«Non è una falsa cieca». E scoppia a piangere

La Corte d’appello del Tribunale del lavoro ha riconosciuto l’invalidità alla parrucchiera di Lugo

Fermoimmagine del video, girato con telecamere nascoste, diffuso dalla Guardia di Finanza

Fermoimmagine del video, girato con telecamere nascoste, diffuso dalla Guardia di Finanza

Lugo (Ravenna), 28 febbraio 2015 - Anche la Corte d’appello del tribunale del lavoro ha dato ragione alla parrucchiera lughese, divenuta nota per il procedimento penale a suo carico (con l’accusa di essere una ‘falsa cieca’) che l’ha vista poi assolta con formula piena. Giovedì pomeriggio, quando i suoi legali Michele Lombini ed Erika Appi le hanno comunicato la sentenza la donna è scoppiata a piangere. Nel 2011è iniziato il suo incubo. La 66enne fu accusata di essere una falsa cieca e di aver così truffato l’Inps per i conseguenti benefici, ovvero pensione e assegno di accompagnamento. Ad avviare l’indagine, a metà del 2011, era stata la Guardia di Finanza di Lugo che effettuò riprese video da cui si evidenziavano condotte della parrucchiera che apparivano in contrasto con il suo stato di ipovedente affetta da retinite pigmentosa degenerativa con maculopatia: la donna infatti era ripresa mentre girava in bicicletta da casa al negozio o al bar prendeva in mano il giornale.

La Finanza presentò alla Procura i risultati dell’indagine indagando la parrucchiera per truffa ai danni dell’Inps avendo indotto in errore la Commissione medica di prima istanza indicando quelle patologie oculari, così da ottenere la pensione di invalidità totale (281 euro al mese) e l’assegno di accompagnamento (807 euro). Il danno all’Inps fu valutato in 43mila euro e la Procura chiese e ottenne dal gip il sequestro preventivo di pensione e assegno di accompagnamento.
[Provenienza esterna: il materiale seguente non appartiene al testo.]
PR #165, opened 2026-08-05
feat(wkt): GoogleCloudWkt.Any conversion support

nolanleastin:


packages/wkt/Sources/GoogleCloudWktConvert/Any+Convert.swift
```diff
@@ -0,0 +1,29 @@
...
+// See the License for the specific language governing permissions and
+// limitations under the License.
+
+import Foundation
+import GoogleCloudWkt
+import SwiftProtobuf
+
+extension GoogleCloudWkt.`Any` {
+  public init(proto: SwiftProtobuf.Google_Protobuf_Any) throws {
+    let json = try proto.jsonUTF8Data()
```
coryan, line 21: LGTM.  Note: I suspect this `try` is load-bearing. In general, the contents of a `Google_Protobuf_Any` may correspond to an object type that is not even know to the local library. Extracting  JSON from of the object requires having the object descriptor....

Ditto on the `toProto()` function. Converting to the binary representation requires having the object descriptor.

coryan (approved):

packages/wkt/Sources/GoogleCloudWktConvert/Any+Convert.swift
nolanleastin: 👍

PR #170, opened 2026-08-05
feat(recaptchaenterprise/v1): generate library

### LINKED ISSUE #207: generate library for `google/cloud/recaptchaenterprise/v1`

AlexGhiondea:
Fixes #207


librarian.yaml
```diff
@@ -550,6 +550,11 @@ libraries:
     copyright_year: "2026"
     swift:
       library_name_override: GoogleCloudParameterManagerV1
+  - name: google-cloud-recaptchaenterprise-v1
+    version: 0.0.0-preview
+    copyright_year: "2026"
+    swift:
+      library_name_override: GoogleCloudRecaptchaEnterpriseV1
```
chingor13, line 557: The name of this service is "reCAPTCHA Enterprise" -- is "RecaptchaEnterprise" what we want?

chingor13 (approved):
non-blocking, but maybe worth a discussion on the name for this weirdly cased service?

librarian.yaml
AlexGhiondea: Good point. I think the other languages do use the weirdly cased `reCAPTCHA`. I'll update it.

AlexGhiondea: Actually, I stand corrected... The other languages do show the `reCAPTCHA` in the readme but not in the code... We can keep it as-is in the code and update the readme?

chingor13: Yeah, this is probably fine. Ruby and .NET use "RecaptchaEnterprise" in the library name/namespace

coryan: > Actually, I stand corrected... The other languages do show the `reCAPTCHA` in the readme but not in the code... We can keep it as-is in the code and update the readme?

Let's leave the README as-is...

Swift has different naming conventions for acronyms vs. other languages.  As an example, most languages would style `HTTP` as `Http`, Swift as `HTTP`. 

`CAPTCHA` is an acronym. So the Swift style would be `ReCAPTCHAEnterprise`.... IMHO less readable than `ReCaptchaEnterprise`, but that is what they do.

We can make any decision we want here, the easiest (in my mind) is to follow Swift's guidelines (`ReCAPTCHAEnterprise`). Weird, but consistent with the other libraries in the Swift SDK and with the Swift ecosystem.

We can still change our minds until GA if that makes things easier. Maybe open a "review weird names" bug to track these things and merge with the ALLCAPS name?

AlexGhiondea: I created this https://github.com/googleapis/google-cloud-swift/issues/192. 

So let's leave this the way it was generated for now and then do a pass where we cover all the other cases as well.

coryan: SG. :shipit:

Nel 2013 i difensori chiesero il processo con rito abbreviato, condizionato alla perizia e il gip nominò il professor Troiano che ha concluso per il pieno riconoscimento delle patologie indicate nella documentazione in possesso alla parrucchiera fin dal 1986. Il perito ha anche chiarito che una persona affetta da questa patologia ben può continuare a svolgere quelle attività che lei svolgeva: fu assolta per non aver commesso il fatto. Nel 2012 l’Inps le comunica «che è possibile confermare la prestazione di invalidità civile» ma che «lei ha una invalidità accertata da cieca con residuo visivo» e le revoca l’indennità di accompagnamento. Dopo la revoca la donna decise di presentarsi davanti al giudice del Lavoro che la riconobbe cieca assoluta. E giovedì l’appello l’ha confermato (condannando l’Inps a pagare le spese). Ha avuto ragione, resta il dolore per la vicenda che l’ha vista suo malgrado protagonista.